Raw data Block Start

PR #1443, opened 2026-08-12
Improve egs_editor performance, fix egs_editor library names

rtownson:
Fixes performance issues for very large .egsinp files in egs_editor. This solves lag issues in egs_view for such files, by lazy-loading the input file, and only syntax checking on the current view window in the editor.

Raw data Block End

_What the task requires_: Once you have read the listing, retype it in full, word for word.

_Solution below_:
PR #1443, opened 2026-08-12
Improve egs_editor performance, fix egs_editor library names

rtownson:
Fixes performance issues for very large .egsinp files in egs_editor. This solves lag issues in egs_view for such files, by lazy-loading the input file, and only syntax checking on the current view window in the editor.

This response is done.